(Records supplied Opens)
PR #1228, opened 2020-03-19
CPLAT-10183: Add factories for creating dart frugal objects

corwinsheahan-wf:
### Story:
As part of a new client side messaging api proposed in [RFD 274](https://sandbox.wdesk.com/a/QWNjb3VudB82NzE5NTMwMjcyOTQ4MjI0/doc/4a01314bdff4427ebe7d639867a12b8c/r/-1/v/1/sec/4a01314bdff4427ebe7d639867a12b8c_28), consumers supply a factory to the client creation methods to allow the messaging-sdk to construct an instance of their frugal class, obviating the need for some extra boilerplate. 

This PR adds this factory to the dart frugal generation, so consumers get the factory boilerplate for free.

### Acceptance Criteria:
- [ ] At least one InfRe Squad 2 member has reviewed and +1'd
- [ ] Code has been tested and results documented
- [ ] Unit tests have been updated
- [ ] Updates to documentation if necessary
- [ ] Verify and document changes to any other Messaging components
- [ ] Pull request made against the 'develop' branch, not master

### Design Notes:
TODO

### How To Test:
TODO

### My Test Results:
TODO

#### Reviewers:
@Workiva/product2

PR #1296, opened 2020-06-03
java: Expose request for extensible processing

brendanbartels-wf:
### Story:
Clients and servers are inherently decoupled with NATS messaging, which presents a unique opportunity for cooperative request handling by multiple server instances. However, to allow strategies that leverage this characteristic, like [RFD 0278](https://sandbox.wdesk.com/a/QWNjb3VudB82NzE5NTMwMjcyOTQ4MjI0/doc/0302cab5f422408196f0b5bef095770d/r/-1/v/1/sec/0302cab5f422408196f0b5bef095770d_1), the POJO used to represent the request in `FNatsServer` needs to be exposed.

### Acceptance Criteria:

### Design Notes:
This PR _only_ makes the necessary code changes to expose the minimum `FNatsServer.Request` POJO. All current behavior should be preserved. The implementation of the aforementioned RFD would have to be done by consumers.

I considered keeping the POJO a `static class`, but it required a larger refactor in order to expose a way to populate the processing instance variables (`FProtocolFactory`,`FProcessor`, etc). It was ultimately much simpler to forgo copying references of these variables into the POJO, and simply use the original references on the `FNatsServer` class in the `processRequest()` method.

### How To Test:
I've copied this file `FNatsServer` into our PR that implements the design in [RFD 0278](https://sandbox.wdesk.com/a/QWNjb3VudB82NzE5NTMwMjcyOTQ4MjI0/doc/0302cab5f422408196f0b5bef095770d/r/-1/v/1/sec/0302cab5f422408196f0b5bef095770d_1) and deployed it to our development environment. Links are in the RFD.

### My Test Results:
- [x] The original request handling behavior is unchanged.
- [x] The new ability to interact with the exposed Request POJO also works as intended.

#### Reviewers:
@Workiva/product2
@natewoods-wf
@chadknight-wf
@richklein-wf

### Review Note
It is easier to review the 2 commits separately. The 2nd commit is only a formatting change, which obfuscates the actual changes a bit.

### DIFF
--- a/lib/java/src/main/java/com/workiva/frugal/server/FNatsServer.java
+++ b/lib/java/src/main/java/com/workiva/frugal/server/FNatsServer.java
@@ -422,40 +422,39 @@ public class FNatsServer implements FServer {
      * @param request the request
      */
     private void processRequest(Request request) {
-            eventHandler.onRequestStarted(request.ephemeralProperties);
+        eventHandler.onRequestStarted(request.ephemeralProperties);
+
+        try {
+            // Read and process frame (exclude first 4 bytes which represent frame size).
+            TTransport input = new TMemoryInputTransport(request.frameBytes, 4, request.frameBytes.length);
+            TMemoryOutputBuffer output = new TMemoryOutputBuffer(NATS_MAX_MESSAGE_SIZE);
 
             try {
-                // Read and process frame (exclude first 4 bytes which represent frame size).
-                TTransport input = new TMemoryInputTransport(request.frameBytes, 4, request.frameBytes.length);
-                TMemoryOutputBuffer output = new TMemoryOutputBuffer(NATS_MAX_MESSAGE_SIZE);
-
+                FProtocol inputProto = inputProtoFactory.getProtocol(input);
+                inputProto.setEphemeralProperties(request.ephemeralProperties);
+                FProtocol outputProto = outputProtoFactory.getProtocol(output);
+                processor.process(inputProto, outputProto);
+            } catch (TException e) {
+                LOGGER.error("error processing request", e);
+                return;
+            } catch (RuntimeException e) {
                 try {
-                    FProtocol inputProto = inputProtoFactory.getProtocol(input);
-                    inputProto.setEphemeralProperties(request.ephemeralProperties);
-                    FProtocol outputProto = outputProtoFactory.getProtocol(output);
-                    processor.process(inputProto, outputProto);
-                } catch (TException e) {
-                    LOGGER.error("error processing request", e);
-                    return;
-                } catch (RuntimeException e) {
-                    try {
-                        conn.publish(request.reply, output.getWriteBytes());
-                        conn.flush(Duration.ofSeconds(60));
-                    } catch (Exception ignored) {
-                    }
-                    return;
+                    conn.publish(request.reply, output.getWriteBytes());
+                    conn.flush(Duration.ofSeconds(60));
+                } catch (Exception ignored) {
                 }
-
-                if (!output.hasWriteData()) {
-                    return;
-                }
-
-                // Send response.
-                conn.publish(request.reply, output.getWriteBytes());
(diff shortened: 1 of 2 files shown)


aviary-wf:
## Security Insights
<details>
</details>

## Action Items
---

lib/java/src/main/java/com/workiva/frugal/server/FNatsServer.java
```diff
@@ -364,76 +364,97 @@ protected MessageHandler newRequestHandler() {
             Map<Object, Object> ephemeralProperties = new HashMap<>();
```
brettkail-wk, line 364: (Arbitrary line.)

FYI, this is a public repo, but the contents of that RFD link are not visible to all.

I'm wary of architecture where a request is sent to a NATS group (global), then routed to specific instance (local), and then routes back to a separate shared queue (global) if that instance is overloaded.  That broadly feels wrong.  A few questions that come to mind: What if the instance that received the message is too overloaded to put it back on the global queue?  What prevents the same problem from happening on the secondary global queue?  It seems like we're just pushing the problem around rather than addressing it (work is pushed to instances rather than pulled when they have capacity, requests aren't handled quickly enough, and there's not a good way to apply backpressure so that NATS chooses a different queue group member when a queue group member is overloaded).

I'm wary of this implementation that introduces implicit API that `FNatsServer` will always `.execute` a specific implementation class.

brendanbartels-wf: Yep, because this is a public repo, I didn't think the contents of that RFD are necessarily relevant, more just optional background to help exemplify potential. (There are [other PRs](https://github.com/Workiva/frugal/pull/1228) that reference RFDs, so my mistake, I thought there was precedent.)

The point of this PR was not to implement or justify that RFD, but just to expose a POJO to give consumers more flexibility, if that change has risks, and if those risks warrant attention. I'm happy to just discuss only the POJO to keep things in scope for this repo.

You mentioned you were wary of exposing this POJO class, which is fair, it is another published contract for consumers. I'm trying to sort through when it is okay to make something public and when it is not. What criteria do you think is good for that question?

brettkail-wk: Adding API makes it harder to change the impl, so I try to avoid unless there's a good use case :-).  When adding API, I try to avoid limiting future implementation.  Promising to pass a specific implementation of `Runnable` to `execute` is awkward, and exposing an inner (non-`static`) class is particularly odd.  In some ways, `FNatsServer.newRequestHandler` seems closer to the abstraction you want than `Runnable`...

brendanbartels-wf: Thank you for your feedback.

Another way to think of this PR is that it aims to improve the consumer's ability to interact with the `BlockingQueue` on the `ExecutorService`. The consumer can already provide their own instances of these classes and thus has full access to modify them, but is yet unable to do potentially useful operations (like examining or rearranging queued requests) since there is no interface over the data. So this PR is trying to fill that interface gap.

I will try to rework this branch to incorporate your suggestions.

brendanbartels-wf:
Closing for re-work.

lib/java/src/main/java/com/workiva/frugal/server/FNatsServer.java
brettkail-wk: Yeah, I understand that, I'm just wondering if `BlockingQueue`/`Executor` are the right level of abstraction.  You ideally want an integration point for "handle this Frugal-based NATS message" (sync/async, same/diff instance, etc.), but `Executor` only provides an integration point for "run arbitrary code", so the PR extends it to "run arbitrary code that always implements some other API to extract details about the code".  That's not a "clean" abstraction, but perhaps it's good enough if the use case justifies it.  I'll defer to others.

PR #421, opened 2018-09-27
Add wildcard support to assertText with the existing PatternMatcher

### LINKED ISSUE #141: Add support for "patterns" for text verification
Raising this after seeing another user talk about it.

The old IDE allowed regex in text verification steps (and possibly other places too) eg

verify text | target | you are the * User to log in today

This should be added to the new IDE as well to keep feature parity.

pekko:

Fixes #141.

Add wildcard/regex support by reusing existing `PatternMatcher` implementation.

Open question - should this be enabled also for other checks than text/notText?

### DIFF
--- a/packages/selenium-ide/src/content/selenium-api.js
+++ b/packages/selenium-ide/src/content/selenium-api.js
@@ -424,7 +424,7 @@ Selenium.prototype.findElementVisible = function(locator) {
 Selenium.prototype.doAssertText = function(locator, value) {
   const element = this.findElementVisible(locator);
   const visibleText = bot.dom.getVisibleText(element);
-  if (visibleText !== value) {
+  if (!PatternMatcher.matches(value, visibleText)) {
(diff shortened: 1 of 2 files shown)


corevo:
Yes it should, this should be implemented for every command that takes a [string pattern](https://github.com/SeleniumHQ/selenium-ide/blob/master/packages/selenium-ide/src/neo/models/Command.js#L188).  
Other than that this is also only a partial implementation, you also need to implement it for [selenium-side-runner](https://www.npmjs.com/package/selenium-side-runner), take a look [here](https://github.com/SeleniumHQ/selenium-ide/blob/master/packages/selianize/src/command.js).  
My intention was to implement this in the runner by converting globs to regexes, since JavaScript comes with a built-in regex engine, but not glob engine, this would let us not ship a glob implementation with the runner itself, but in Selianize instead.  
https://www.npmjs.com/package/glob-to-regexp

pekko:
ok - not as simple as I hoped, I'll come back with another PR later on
(Records supplied Closes)
Task statement:
If a line in the records holds the string "frameBytes", copy it.

Worked solution:
+            TTransport input = new TMemoryInputTransport(request.frameBytes, 4, request.frameBytes.length);
-                TTransport input = new TMemoryInputTransport(request.frameBytes, 4, request.frameBytes.length);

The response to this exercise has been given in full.